▶ _THE TASK_
Reproduce the listing below without any change.

▶ _DATASET EXTRACT_
-- Opening Marker --

PR #10569, opened 2024-09-06
Fprintf void

akallabeth:
@hardening did research the global-init warnings, this is only valid for `C++` code, so disabled it here.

-- Closing Marker --

▶ _YOUR RESPONSE_
PR #10569, opened 2024-09-06
Fprintf void

akallabeth:
@hardening did research the global-init warnings, this is only valid for `C++` code, so disabled it here.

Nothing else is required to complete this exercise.